(RECORDS FOR THE EXERCISE)

PR #522, opened 2023-07-27
Update Python packages

matt-frey:


sjboeing (approved):
Good idea to keep these up-to-date.

PR #527, opened 2023-08-11
Fix the write frequency

matt-frey:
This PR changes / fixes the frequency of writes.


sjboeing (approved):
Looks good, Matthias!

PR #530, opened 2023-08-18
Increase buffer in parcel communication

matt-frey:
The parcel communication buffers do not include the vertical halo cells. We must increase their size.


matt-frey:
There is a new issue to improve the current measure, see #533.

PR #536, opened 2023-11-20
Overwrite default Zenodo metadata

matt-frey:
Add the ORCID and fix the names in the metadata. See also
* https://developers.zenodo.org/#update-schedule
* https://developers.zenodo.org/#representation


sjboeing (approved):
This looks good to me. Not sure if the umlaut can be a problem.

PR #537, opened 2023-11-23
Add missing field statistics timer stop

matt-frey:
Only the root rank writes the field statistics. All other MPI ranks leave early, hence they must stop their timers.


sjboeing (approved):
Thanks, Matthias. I didn't know the ordering in spectral space by heart but this looks consistent with the filter.

PR #538, opened 2023-11-23
Calculate squared buoyancy frequency only if not provided

matt-frey:
We currently do not calculate the (squared) buoyancy frequency in restart mode. This PR changes to the buoyancy frequency (as input) and calculates only if not provided.


sjboeing (approved):
Thanks, Matthias!

PR #540, opened 2023-11-26
Code to fix issue with netcdf synchoronisation on ARCHER2 for some

sjboeing:
This puts in additional barriers when reading fields from netCDF. I am not exactly sure why they are needed, but they solve some issues I have been experiencing.


matt-frey:
This PR is not necessary anymore. Issue seems to be resolved.

PR #543, opened 2023-11-29
Selective parcel attribute writes

matt-frey:
Allow specifying which parcel attributes to write to a file.


sjboeing (approved):
Looks good from a quick inspection.

PR #590, opened 2024-10-24
Explicit setter for type netcdf_info

matt-frey:
We are facing the issue of character string initialisation with (presumably) some compilers. The problem arises in the initialisation of the `netcdf_info` type. The assignment of character strings of shorter length than the actual type causes issues; e.g. a name like `x_velocity` suddently reads `x_volocity`. An explicit setter function fixes the issue.


sjboeing (approved):
Looks good!

matt-frey:
This issue / PR is connected to what we experienced in #540.

PR #596, opened 2025-01-24
Fix error in get_local_bounds

matt-frey:
The variable `last` is passed with `intent(out)`. We cannot use the variable before it is assigned. Also, this lines has no effect because a value is assigned to the variable at the end of the routine.


sjboeing (approved):
Sounds good!

PR #597, opened 2025-03-11
Fix label of planetary vorticity

matt-frey:
There is a label mismatch for the panetary vorticity input, which results in ignoring the flag at restarts.


sjboeing (approved):
Yes, this seems more consistent.

PR #602, opened 2025-03-27
Fix issue when MPI ranks agree but MPI decomposition is different

matt-frey:
When we write parcel files and then restart a simulation, we must ensure the MPI decomposition is identical. Otherwise, this leads to an incorrect reading of parcel data.


sjboeing (approved):
Thanks, Matthias! Looks like a good way to check this in general.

(End RECORDS FOR THE EXERCISE)

ASSIGNMENT
The lines needed are those in the data above that hold the string "some"; copy each of them.

RESPONSE AREA
Code to fix issue with netcdf synchoronisation on ARCHER2 for some
This puts in additional barriers when reading fields from netCDF. I am not exactly sure why they are needed, but they solve some issues I have been experiencing.
We are facing the issue of character string initialisation with (presumably) some compilers. The problem arises in the initialisation of the `netcdf_info` type. The assignment of character strings of shorter length than the actual type causes issues; e.g. a name like `x_velocity` suddently reads `x_volocity`. An explicit setter function fixes the issue.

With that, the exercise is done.